Shillong, August 18: The BSE Sensex has slipped below the 65,000 points mark, recording a 291-point drop in Friday’s morning trading session. Currently trading at 64,859 points, the market decline is primarily driven by IT stocks.
Key players such as TCS, Wipro, Tech Mahindra, and Infosys have experienced a decline of over one per cent.
IANS reported that V.K. Vijayakumar, Chief Investment Strategist at Geojit Financial Services, notes that the Nifty has retreated by 3 per cent from its peak of 19,979 points in July, influenced by global market trends. He emphasizes that there are no immediate triggers that could lead to a significant market rebound.

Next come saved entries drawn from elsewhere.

PR #884, opened 2026-06-19
gz_waves: rendering - Part 3/4

caguero:
Third in the stacked series. Adds the renderer, the `WaterVisual` GUI system that draws the wave surface, plus a runnable Gerstner-ocean demo world.

## How to test it?

```bash
ros2 launch vrx_bringup simulation.launch.xml
```
## What this PR adds

- **`WaterVisual`** (`gz-sim-water-visual-system`) — a gz-sim GUI system that reads the `Wavefield` component, rebuilds a **thread-private** engine from the replicated recipe via the core registry (`CreateWaveSimulation`), and uploads its height/displacement grid as a GPU heightmap each frame. It is **provider-agnostic**: it links *no* wave engine and depends only on the `gz_waves` core.
- **`HeightMapTexture`** — the CPU→GPU heightmap helper.
- **`Ogre2HeightMapBridge`** (`libwaves-ogre2-bridge`) — all Ogre Next access is isolated behind a C-ABI in this separate library, loaded on demand via `dlopen`, so `WaterVisual` carries no `DT_NEEDED` on `libgz-rendering-ogre2` (which would interfere with gz-rendering's own engine-plugin loader).
- **`water_surface` model** (mesh + shaders + textures) — loads `WaterVisual` plus the per-engine **GUI registrar(s)** in the same `<visual>` (the only level the GUI's GuiRunner loads systems at). At this point that is `gz-sim-waves-gerstner-gui`; the FFT registrar line is added by PR4.
- **`vrx_gazebo/worlds/open_water.sdf`** — wired as a Gerstner ocean (gerstner source + `model://water_surface`, `<sea_state>` default + advanced-commented block) so `vrx_bringup`'s existing launch runs it directly. Ocean-only: no references outside the PR1–PR3 stack.

## Provider-agnostic design

The engine registration that lets `WaterVisual` rebuild an engine in the GUI process lives in the **per-engine GUI plugins** (shipped by the provider packages), not in this package. So adding or removing an engine never touches
`gz_waves_rendering` — it depends only on the core. `WaterVisual` keeps a private engine instance (not the component's) because the GUI render thread and the ECM thread both touch it; sharing would race.


gz_waves_rendering/src/systems/WaterVisual.cc
```diff
@@ -0,0 +1,777 @@
...
+  (*vsParams)["tau"] = this->cachedTau;
+
+  // Grid-path uniforms. The material always uses the grid vertex shader,
+  // so these bindings are always valid.
+  {
+    // The grid vertex shader uses world_matrix to compute world-space XY
+    // for the periodic heightmap sample, so tile instances at
+    // different world offsets each render their own piece of the
+    // continuous wavefield (rather than each tile showing the same
+    // patch in local model space). The Gerstner VS doesn't declare
```
bsb808: This comment says the Gerstner vertex shader doesn't declare `world_matrix`, which implies a second vertex shader exists. But this stack wires a single grid vertex shader (`fft_water_vs_330.glsl`) for every engine, and it *does* declare `world_matrix`. Is there still a separate Gerstner vertex shader, or is this comment vestigial from an earlier design where Gerstner had its own? If vestigial, the comment is misleading; if a second shader really exists, binding `world_matrix` unconditionally would throw on it — worth confirming which.

gz_waves_rendering/src/systems/Ogre2HeightMapBridge.cc
```diff
@@ -0,0 +1,341 @@
...
+      static_cast<Ogre::uint32>(_gridSize),
+      static_cast<Ogre::uint32>(_gridSize));
+  // Single mip: we only upload mip 0 each frame, and the engine doesn't
+  // auto-generate the rest (would need RenderToTexture + allowsAutoMipmaps,
+  // which conflict with our ManualTexture upload contract). With a full
+  // mip chain in place but only mip 0 populated, the FS would sample
+  // garbage from higher mips at distance — visible as fine dotted lines
+  // that drift with the waves. Matches `combinedTex` on the GPU path.
+  hm->texture->setNumMipmaps(1u);
+  // RGBA32F so we can pack (η, Dx, Dy, α) per texel. Alpha is unused for
```
bsb808: This comment appears to be stale? Says the alpha channel is "unused for now (reserved … for a future stage)," but the very next function packs the foam/folding metric into alpha (`waves_ogre2_heightmap_upload`) and the fragment shader reads it (the `useFoamMap` path). Suggest updating the comment to describe alpha as the folding/foam channel.

gz_waves_rendering/share/models/water_surface/shaders/water_fs_330.glsl
```diff
@@ -0,0 +1,145 @@
...
+// Visual extras (foam mask, Schlick Fresnel, reflection roughness,
+// crest colour modulation, multi-octave normals) live in follow-up
+// commits so each can be evaluated independently against this
+// baseline.
+
+#version 330
+
+uniform sampler2D bumpMap;
+uniform samplerCube cubeMap;
+// FFT heightmap. Only sampled when foamStrength > 0 (the gerstner
```
bsb808: This says the `heightMap` sampler "can be unbound" for the Gerstner path since `foamStrength=0`. But the *vertex* shader always samples `heightMap` for the displacement (the Gerstner engine produces a `Field()` grid too), so the sampler is never actually unbound — only the fragment-shader foam read is skipped. Suggest clarifying so it doesn't imply the texture is optional.

gz_waves_rendering/share/models/water_surface/shaders/water_fs_330.glsl
```diff
@@ -0,0 +1,145 @@
...
+
+  vec4 waterColor = mix(shallowColor, deepColor, facing);
+  vec4 color = mix(waterColor, envColor, waterEnvRatio);
+
+  // Foam overlay: blend toward white where the Tessendorf Jacobian
+  // identifies a compression zone.
+  float foam = ComputeFoamMask() * foamStrength;
+  color.rgb = mix(color.rgb, vec3(1.0), foam);
+
+  fragColor = vec4(color.xyz, 0.9);
```
bsb808: Water alpha is hardcoded to 0.9 (`vec4(color.xyz, 0.9)`). Is the surface intended to be translucent, and is the material's blend/depth state configured for alpha blending? A constant 0.9 alpha can cause depth-sorting artifacts against other transparent objects; if opacity isn't intended, 1.0 avoids the blend path entirely.  Should this be exposed as a user parameter?

bsb808:
CC and I reviewed.  Looking forward to the next PR with some full stack testing!
Looks really good.  Generalizing the engine and exposing the wave generation params is great.  Comments above are all just cleanup/clarification, so good-to-go.

Approved whenever @caguero is ready to merge.

gz_waves_rendering/src/systems/WaterVisual.cc
caguero: Vestigial from the old design where each engine had its own vertex shader; there is no separate Gerstner VS now, so I deleted that sentence in [dab473ec](https://github.com/osrf/vrx/commit/dab473ec85f392a916044919a282e57a4e52370f).

gz_waves_rendering/src/systems/Ogre2HeightMapBridge.cc
caguero: You are right, it is stale. Updated in [dab473ec](https://github.com/osrf/vrx/commit/dab473ec85f392a916044919a282e57a4e52370f) to describe alpha as the folding/foam channel packed in the upload path.

gz_waves_rendering/share/models/water_surface/shaders/water_fs_330.glsl
caguero: Clarified in [dab473ec](https://github.com/osrf/vrx/commit/dab473ec85f392a916044919a282e57a4e52370f): the texture is always bound (the vertex shader samples it for displacement); only the fragment shader foam read is gated by foamStrength.

gz_waves_rendering/share/models/water_surface/shaders/water_fs_330.glsl
caguero: Set to opaque 1.0 in [dab473ec](https://github.com/osrf/vrx/commit/dab473ec85f392a916044919a282e57a4e52370f) to keep the water out of the transparent path (no blend state is configured); we can expose a translucency parameter later if wanted.

PR #889, opened 2026-07-08
Bsb/lyrical jetty build

bsb808:
## Symptom

Building gz_waves_rendering on ROS 2 Lyrical + Gazebo Jetty fails at CMake configure:

```
CMake Error at CMakeLists.txt:48 (message):
  OgreRoot.h not found under /usr/include/OGRE-2.3 (probed from
  gz-rendering::ogre2 = _gz_rend_ogre2_lib-NOTFOUND).
```
The package never compiles; the FFT/Gerstner providers building in parallel get aborted with it.

## Explanation 

1. No consistent dev environment for the target stack. The wave packages target ROS 2 Lyrical + Gazebo Jetty

2. Brittle, hardcoded Ogre-Next header discovery. gz_waves_rendering/CMakeLists.txt locates the Ogre-Next headers by reading gz-rendering::ogre2's LOCATION property and regex-matching a /opt/ros/<distro>/ path, else falling back to a hardcoded /usr/include/OGRE-2.3. For an imported/interface target LOCATION is empty, so the regex never matches and it drops to the hardcoded fallback — which does not exist on Jetty (newer Ogre-Next).

3. Multiple OgreRoot.h in the environment. The Jetty container ships three, only one of which is Ogre-Next:

```
/opt/ros/lyrical/opt/rviz_ogre_vendor/include/OGRE/OgreRoot.h          # classic Ogre 1.x (rviz)
/usr/include/OGRE/OgreRoot.h                                           # classic Ogre 1.x (system)
/opt/ros/lyrical/opt/gz_ogre_next_vendor/include/OGRE-Next/OgreRoot.h  
```

A naive path guess can miss the right header or grab an incompatible classic-Ogre one — the detection only ever worked on the single environment it was written for.

## Proposed fix

a) Robust header discovery. Replace the LOCATION probe with a find_path for OgreRoot.h, seeded by the ogre2 target's own INTERFACE_INCLUDE_DIRECTORIES, with PATH_SUFFIXES limited to Ogre-Next dirs (OGRE-Next, OGRE-2.4, OGRE-2.3) so classic Ogre 1.x is never selected. Version-agnostic across Harmonic, Jetty, ROS-vendor, and system installs.

b) A Lyrical/Jetty dev container via Docker compose:

## Test / Verify
```
# 1. Build the Lyrical/Jetty dev image
cd ~/vrx_ws/src/vrx
./docker/build.bash docker lyrical            # -> vrx_dev:lyrical

# 2. Interactive dev container (GPU + X11 + home mount)
./docker/run_compose.bash                     # drops into bash in the container

# 3. Inside the container: build the wave stack
cd ~/vrx_ws
rm -rf build install log
colcon build --merge-install

# 4. Run the sim (EncinoWaves ocean, GPU-rendered)
source install/setup.bash
ros2 launch vrx_bringup simulation.launch.xml
```


docker/compose.yaml
```diff
@@ -0,0 +1,68 @@
...
+    #     prompt may read "I have no name!" — cosmetic, since this UID has no
+    #     /etc/passwd entry in the image. Drop this line to run as root. ---
+    user: "${MY_UID:-1000}:${MY_GID:-1000}"
+
+    # --- host networking: ROS 2 DDS discovery + simplest X11 (DISPLAY reaches
+    #     the host X server directly) ---
+    network_mode: host
+    ipc: host
+
+    working_dir: ${HOME}/WorkingCopies/oceansim/vrx_ws
```
caguero: This looks like a hardcoded path. Should we use `~/vrx_ws` instead?

docker/run.bash
```diff
@@ -0,0 +1,76 @@
...
+
+IMG_NAME=${@:$OPTIND:1}
+
+# Replace `:` with `_` to comply with docker container naming
+# And append `_runtime`
+CONTAINER_NAME="$(tr ':' '_' <<< "$IMG_NAME")_runtime"
+ROCKER_ARGS="${ROCKER_ARGS} --name $CONTAINER_NAME"
+echo "Using image <$IMG_NAME> to start container <$CONTAINER_NAME>"
+
+rocker ${CUDA} ${ROCKER_ARGS} $IMG_NAME bash
```
caguero: If we moved to compose because rocker does not know Ubuntu 26.04, does run.bash still work on Lyrical, or is it only meant for the other images?

docker/compose.yaml
```diff
@@ -0,0 +1,68 @@
...
+      - DISPLAY=${DISPLAY}
+      - HOME=${HOME}
+      - QT_X11_NO_MITSHM=1
+      - NVIDIA_VISIBLE_DEVICES=all
+      - NVIDIA_DRIVER_CAPABILITIES=all
+
+    volumes:
+      - ${HOME}:${HOME}                                        # rocker --home
+      - /tmp/.X11-unix:/tmp/.X11-unix:rw                       # X11 socket
+      # No .Xauthority mount: `xhost +local:root` grants local access without it,
```
caguero: Small thing: this mentions xhost +local:root, but run_compose.bash uses xhost +SI:localuser. Could we make them consistent?

docker/compose.yaml
```diff
@@ -0,0 +1,68 @@
...
+
+    environment:
+      - DISPLAY=${DISPLAY}
+      - HOME=${HOME}
+      - QT_X11_NO_MITSHM=1
+      - NVIDIA_VISIBLE_DEVICES=all
+      - NVIDIA_DRIVER_CAPABILITIES=all
+
+    volumes:
+      - ${HOME}:${HOME}                                        # rocker --home
```
caguero, line 52: Mounting the whole home looks quite broad. Just checking...

caguero:
In my case the sky doesn't render correctly within the container.

Screenshot from 2026-07-09 11-27-18

docker/build.bash
```diff
@@ -0,0 +1,45 @@
...
+# WITHOUT WARRANTIES OR CONDITIONS OF ANY KIND, either express or implied.
+# See the License for the specific language governing permissions and
+# limitations under the License.
+#
+#
+
+# Builds a Docker image.
+# Usage: build.bash <dir containing Dockerfile> [tag]
+#   tag defaults to the resolved directory name, so passing '.' works too.
+image_name=vrx_dev
```
caguero, line 27: Is this image the same as the one referenced in `compose.yaml`? It says `vrx_dev:lyrical` in the latter.

caguero:
> In my case the sky doesn't render correctly within the container.

It should be fixed in 9341308

docker/compose.yaml
bsb808: Fixed in b315bccafe9f6bbd64b3985bd5a670a67a76cbc2

docker/run.bash
bsb808: Yes - rocker adds a dependency and seems to often lag.  removed this file

docker/compose.yaml
bsb808: That is my SOP.  I like it for dev containers.   It picks up .bashrc which can be convenient.

docker/compose.yaml
bsb808: modified the comment for consistency

docker/build.bash
bsb808: Added comment to clarify

gz_waves_rendering/CMakeLists.txt
```diff
@@ -28,27 +28,28 @@ find_package(gz-rendering REQUIRED COMPONENTS ogre2)
...
+# rviz_ogre_vendor), whose ABI-incompatible headers would break the build.
+get_target_property(_ogre2_incs gz-rendering::ogre2 INTERFACE_INCLUDE_DIRECTORIES)
+find_path(OGRE_NEXT_INCLUDE_DIR
+  NAMES OgreRoot.h
+  HINTS ${_ogre2_incs}
+  PATHS
+    /opt/ros/$ENV{ROS_DISTRO}/opt/gz_ogre_next_vendor/include
+    /usr/include
+  PATH_SUFFIXES OGRE-Next OGRE-2.4 OGRE-2.3
+)
```
caguero, line 65: `find_path` checks the standard system paths before these `PATHS`, so on a host with both `libogre-next-dev` and `gz_ogre_next_vendor` it can pick the mismatched `/usr/include` copy and silently reintroduce the slow Hlms path. Consider a first pass with NO_DEFAULT_PATH so the vendor headers win, then a plain fallback.

gz_waves_rendering/CMakeLists.txt
```diff
@@ -28,27 +28,28 @@ find_package(gz-rendering REQUIRED COMPONENTS ogre2)
...
+if(NOT OGRE_NEXT_INCLUDE_DIR)
```
caguero, line 66: `find_path` reuses a stale cached value even if the path no longer exists, so keeping the old EXISTS check on `OgreRoot.h` would still catch that case.

docker/compose.yaml
```diff
@@ -0,0 +1,65 @@
+# Dev container for VRX 4 (ROS 2 Lyrical + Gazebo Jetty), via plain Docker
+# Compose so it does NOT depend on rocker knowing Ubuntu 26.04.
+#
+# Mirrors:  rocker --home --user --x11 --nvidia --devices /dev/input/js0 ... bash
+#
+# Easiest:  ./docker/run_compose.bash
+#
+# Manually:
+#   xhost +SI:localuser:$(id -un)    # let the container reach your X server (once per login)
+#   cd ~/WorkingCopies/oceansim/vrx_ws/src/vrx
```
caguero: This personal path is still here. Maybe something generic like `cd <your vrx_ws>/src/vrx`.

caguero (commented):
A few more comments inline. It would also be nice to eventually add a CI job that builds this image and compiles gz_waves_rendering inside it, so Lyrical and Jetty breakage shows up early.

docker/run_compose.bash
```diff
@@ -0,0 +1,45 @@
...
+export MY_UID MY_GID
+MY_UID="$(id -u)"
+MY_GID="$(id -g)"
+
+# GPU selection: prefer the NVIDIA dGPU when one is present and usable on the
+# host, otherwise fall back to the Intel/AMD iGPU (base compose only). The
+# NVIDIA reservation refuses to start the container on a host without an NVIDIA
+# GPU, so only layer the overlay in when nvidia-smi actually reports one.
+compose_files=(-f "${SCRIPT_DIR}/compose.yaml")
+if command -v nvidia-smi >/dev/null 2>&1 && nvidia-smi -L >/dev/null 2>&1; then
```
caguero: If the driver is present but the nvidia container toolkit is not, compose fails to start instead of falling back to the iGPU. Maybe also check `docker info` for the nvidia runtime.

docker/run_compose.bash
```diff
@@ -0,0 +1,45 @@
+#!/usr/bin/env bash
```
caguero, line 1: `build.bash` carries the Apache header but this script does not. Should we add it for consistentcy?

docker/build.bash
```diff
@@ -0,0 +1,49 @@
...
+fi
+
+# Tag: explicit 2nd arg, else the resolved directory basename (handles '.').
+distro="${2:-$(basename "$(cd "${context}" && pwd)")}"
+
+image_plus_tag=$image_name:$(export LC_ALL=C; date +%Y_%m_%d_%H%M)
+docker build --rm -t "$image_plus_tag" -f "${context}/Dockerfile" "${context}" && \
+docker tag "$image_plus_tag" "$image_name:$distro" && \
+echo "Built $image_plus_tag and tagged as $image_name:$distro" && \
+echo "To run:  ./docker/run_compose.bash"
```
caguero: Missing newline at end of file.

docker/Dockerfile
```diff
@@ -0,0 +1,89 @@
...
+      ros-${ROS_DISTRO}-ros-gz \
+      "ros-${ROS_DISTRO}-gz-*-vendor" \
+      ros-${ROS_DISTRO}-sdformat-vendor \
+ && rm -rf /var/lib/apt/lists/*
+
+# ---- Standard ROS packages + build tooling VRX uses -----------------------
+# NOTE: nav2 (navigation2, nav2-bringup, nav2-minimal-*) is intentionally
+# omitted — it is often not yet released early in a new distro's life. Add
+# ros-${ROS_DISTRO}-navigation2 etc. once available on Lyrical.
+RUN apt-get update \
```
caguero, line 55: This list can drift from our `package.xml` files over time. Maybe generate it with rosdep or note rosdep as the source of truth.

docker/Dockerfile
```diff
@@ -0,0 +1,89 @@
...
+      python3-rosdep \
+      python3-vcstool \
+ && rm -rf /var/lib/apt/lists/*
+
+# ---- Dev tools + NVIDIA GL (rocker --nvidia) ------------------------------
+RUN apt-get update \
+ && apt-get install -y --no-install-recommends \
+      atop expect gdb gnutls-bin iputils-ping libbluetooth-dev libcwiid-dev \
+      net-tools python3-dbg python3-pip python3-venv vim wget xvfb \
+ && dpkg --add-architecture i386 \
```
caguero: Do we need the i386 GL libs? Nothing in VRX is 32 bit, so this block could probably go.

docker/Dockerfile
```diff
@@ -0,0 +1,89 @@
...
+      libxext6 libxext6:i386 libx11-6 libx11-6:i386 libglvnd0 libglvnd0:i386 \
+      libgl1 libgl1:i386 libglx0 libglx0:i386 libegl1 libegl1:i386 \
+      libgles2 libgles2:i386 \
+ && rm -rf /var/lib/apt/lists/*
+
+# ---- Source ROS for interactive + non-interactive shells ------------------
+RUN echo "source /opt/ros/${ROS_DISTRO}/setup.bash" > /etc/profile.d/ros.sh \
+ && chmod +x /etc/profile.d/ros.sh \
+ && echo "source /etc/profile.d/ros.sh" >> /etc/bash.bashrc
+ENV BASH_ENV=/etc/profile.d/ros.sh
```
caguero, line 92: Heads up: BASH_ENV makes every noninteractive bash source the ROS setup, which can surprise scripts that use set -u.

docker/Dockerfile
bsb808: The image is built before the workspace exists, so I don't think a build-time rosdep install fits without restructuring. Dependencies are resolved by rosdep against the mounted `~/vrx_ws` at build time. I've added a comment naming `package.xml` + rosdep as the source of truth and framing this apt list as a cache-priming convenience. 

For development, I prefer to have the source locally on the host and mount the host from the container.  Happy to switch to a rosdep-driven stage (with the source `COPY`'d in) if you'd prefer the image carry it. 29f91697

docker/Dockerfile
bsb808: Agreed — removed the i386 architecture, its extra `apt-get update`, and all `:i386` GL libs (a carryover from the desktop nvidia-docker pattern). Only the 64-bit GL/X11 libs remain. 949dee2f

docker/Dockerfile
bsb808: Intentional — `BASH_ENV` is what gives non-interactive `run_compose.bash <cmd>` (and `docker exec ... bash -c`) a sourced ROS environment. I've added a comment flagging the `set -u` interaction and the localized `set +u` workaround for any script that trips on it. 2dbbb12a

docker/build.bash
bsb808: Good catch — added the trailing newline. 983e0e00

docker/compose.yaml
bsb808: Replaced the personal path with a generic `cd <your vrx_ws>/src/vrx`. 983e0e00

docker/run_compose.bash
bsb808: Added the Apache-2.0 header to match build.bash (OSRF / 2026). 983e0e00

docker/run_compose.bash
bsb808: Good call — `nvidia-smi` only proves the host driver. Added a `have_nvidia_runtime()` check via `docker info` so the overlay is layered in only when Docker's nvidia runtime (from the container toolkit) is present; otherwise it falls back to the iGPU instead of failing. 50b80710

gz_waves_rendering/CMakeLists.txt
bsb808: Good call. Reworked to a `NO_DEFAULT_PATH` first pass so the vendor/target-hinted headers win, with a plain system fallback — no more picking a mismatched `/usr/include/OGRE-2.x`. b64bd63c

gz_waves_rendering/CMakeLists.txt
bsb808: Re-added an `EXISTS` guard on `OgreRoot.h` that unsets the cache when the path is stale, so it re-searches on the next configure. b64bd63c

caguero (approved):
Looks good!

According to Vijayakumar, prolonged market weakness could result in more reasonable valuations, presenting an opportunity for long-term investors. He suggests that investors consider utilizing market corrections to acquire high-quality stocks in growth sectors such as capital goods, banking, automobiles, and construction.
Global stock markets have observed declines this month, with the S&P 500 in the US experiencing a 4.25 per cent decrease.
This downward trend has been triggered by factors including the strengthening dollar and rising US bond yields, which are responses to the perspective of most Federal Reserve officials that additional rate tightening may be required to address inflation concerns.